Our case suggests that VNS may have utility in patients with LBD. The efficacy of adjunctive VNS is well established in adults and adolescents with partial epilepsy with or without secondary generalization, as well as in patients with Lennox–Gastaut syndrome [9-11]. According to the four published cases in the literature so far, VNS has also been shown to be useful for GTCSs and SE in patients with PMEs — ULD, MERRF, and Gaucher's disease (with the last disease being a rarer case of PME). However, in three of those cases, VNS did not control myoclonus, cerebellar symptoms, and mental retardation. Like the patients studied in the literature, our patient was followed for one year and benefited from VNS with marked reduction of GTCSs and SE. In addition, our patient showed reduction of myoclonus and improvement in cerebellar abnormalities. The explanation could lie not only in the different etiology of PMEs but also in the differences in VNS parameter settings between the patients. In the two recently published cases by A. Fujimoto et al. [7] (one case with MERRF and one case with Gaucher's disease), the duty cycle was set to a 30-Hz signal frequency, a 500-ms pulse width, a 30-second on-time, and a 5-minute off-time. In our patient with LBD, we managed to reduce the myoclonus by gradually changing the duty cycle to 7 s of on-time and 0.3 min of off-time (other parameters such as signal frequency and pulse width were the same in all three patients). The final dosing increments of VNS in our patient and in the other two patients were 2 mA, 1.25 mA, and 1.5 mA, respectively.

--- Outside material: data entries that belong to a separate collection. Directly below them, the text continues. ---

PR #5178, opened 2026-05-26
feat(Badge): add new color variants

plagoa:
image

### DIFF
--- a/packages/core/src/themes/pentaho.ts
+++ b/packages/core/src/themes/pentaho.ts
@@ -214,22 +214,17 @@ export const pentaho = mergeTheme(pentahoBase, {
             color: theme.colors.textSubtle,
             backgroundColor: theme.colors.bgPageSecondary,
           },
-          "&[data-color='primary']:not(:empty)": {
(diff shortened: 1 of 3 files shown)


packages/core/src/themes/pentaho.ts
```diff
@@ -214,10 +214,17 @@ export const pentaho = mergeTheme(pentahoBase, {
             color: theme.colors.textSubtle,
             backgroundColor: theme.colors.bgPageSecondary,
           },
-          "&[data-color='primary']:not(:empty)": {
-            color: theme.colors.primary,
-            backgroundColor: theme.colors.primaryDimmed,
-          },
+          ...Object.fromEntries(
+            (["primary", "positive", "warning", "negative"] as const).map(
```
zettca, line 218: can we leverage `semaColors`, aligning this with `HvAvatar`?
we can keep `info` undocumented if you think it's better

```suggestion
            (["primary", ...semaColors]).map(
```

zettca (approved):

francisco-guilherme (approved):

We want to emphasize the positive effects of VNS for patients with LBD in reducing GTCSs, status epilepticus, myoclonus, and cerebellar symptoms. To our knowledge, this is the first such reported case. Vagus nerve stimulation therapy may be considered a treatment option for the different clinical entities of PME. Further clinical studies with a larger number of patients are needed to confirm the clinical effects produced by chronic vagus stimulation in patients with progressive myoclonus epilepsies.

Ethics in publishing

All the investigations and treatment of the patient presented in this paper were evaluated and approved by the Ethics Committee of the University Hospital Centre Zagreb, Croatia.

Conflict of interests

The authors declare that they have no conflict of interests.

Authors' contributions

All authors stated above made substantive intellectual contributions to this published case report. SH treated the patient and wrote the article; ZPG treated the patient and wrote the article; FB performed genetic testing; SN participated in the treatment of the patient and helped to draft the manuscript; GM operated on the patient; KG participated in performing genetic testing; VS participated in the treatment of the patient; IK participated in the treatment of the patient; and ABK helped to draft the manuscript.

All authors read and approved the final manuscript.